Re: Array conversion and bounds

["Dmitry A. Kazakov" <mailbox@dmitry-kazakov.de>]

On 2018-04-15 20:21, Niklas Holsti wrote:
> On 18-04-15 16:24 , Dmitry A. Kazakov wrote:
>> On 2018-04-15 15:11, Niklas Holsti wrote:
>>> On 18-04-15 15:34 , Dmitry A. Kazakov wrote:
>>>> On 2018-04-15 12:37, Niklas Holsti wrote:
>>>>> On 18-04-15 12:36 , Dmitry A. Kazakov wrote:
>>>>>> Do array bounds slide during conversion?

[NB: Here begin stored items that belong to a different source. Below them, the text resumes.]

Issue #265, opened 2026-07-02
Channel commands: fallback @handle strip discards command arguments


adolfousier:
## Finding

\`handle_command\` in \`src/channels/commands.rs\` has a defense-in-depth strip for the \`@botname\` suffix Telegram appends to commands in groups. It cuts the input at the FIRST \`@\` in the whole line and drops everything after it:

- \`/respond_to@yourbot mention\` becomes \`/respond_to\` (the mode argument is lost, so the command shows the current mode instead of switching it)
- any command whose argument legitimately contains \`@\` gets truncated at that point

The primary strip in the Telegram handler (which removes only the bot's own \`@handle\` and keeps arguments) usually runs first, so the broken fallback only triggers when \`bot_username()\` is unknown, but when it does trigger it silently changes the command's meaning.

## Fix

Strip the \`@handle\` from the command token only (the first whitespace-separated word), preserving all arguments. \`/cd@yourbot /some/path\` must become \`/cd /some/path\`.

## Acceptance

- \`/respond_to@yourbot mention\` switches the mode (with argument intact)
- arguments containing \`@\` are untouched
- bare commands and DM commands behave as before

Related: #264

adolfousier:
Fixed in f60f26e7.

Consider this:
>>>>>>
>>>>>>    type A is array (Integer range <>) of Whatever;
>>>>>>    type B is array (Unsigned_32 range <>) of Whatever;
>>>>>>
>>>>>>    X : A (-10..-1);
>>>>>>    Y : B (1..10);
>>>>>> begin
>>>>>>    Y := B (X); -- Is this OK?
>>>>>>
>>>>>> If bounds slide it must be OK, if bounds do not slide, it must raise
>>>>>> Constraint_Error.
>>>>>>
>>>>>> Any language lawyers?
>>>>>
>>>>> I believe the bounds should _not_ slide, because the "target subtype"
>>>>> of the conversion is type B, which is an _unconstrained_ array 
>>>>> subtype.
>>>>
>>>> Better to say, they should, but they do not.
>>>
>>> Ok, if I read the RM correctly (and you seem to agree with me) they
>>> "do not" slide when the target subtype is unconstrained.
>>
>> It is an unsafe choice, obviously.
> 
> Not obvious, I think.
> 
> I think you'll agree with me that Ada array types are a blend (sometimes 
> uneasy) of two kinds of conceptual data structures: (1) maps from the 
> index type(s) to the component type, and (2) ordered sequences or 
> matrices of values of the component type.
> 
> An example of the first case is an array indexed by calendar year number 
> and giving the average global temperature for that year. An example of 
> the second case is a string, where the index (usually) shows only the 
> relative order of characters in the string.
> 
> In the first case, the association of a specific index value with the 
> corresponding component value is meaningful, and should not be lightly 
> destroyed by sliding, because sliding could give unexpected associations 
> -- for example, the global average temperature for 2005 could wrongly 
> become associated with the year 1. In the second case, sliding is 
> harmless, as the string (1 => 'H', 2 => 'i') is (in most cases) 
> equivalent to the string (100 => 'H', 101 => 'i').

This is all true, but it does not prove the case. Because

1. Indices do slide anyway:

    Y (1..10) := X (B (2..11)); -- This is OK

they raise Constraint_Error only if the starting point of the sliding 
index is out of the range of the target index type.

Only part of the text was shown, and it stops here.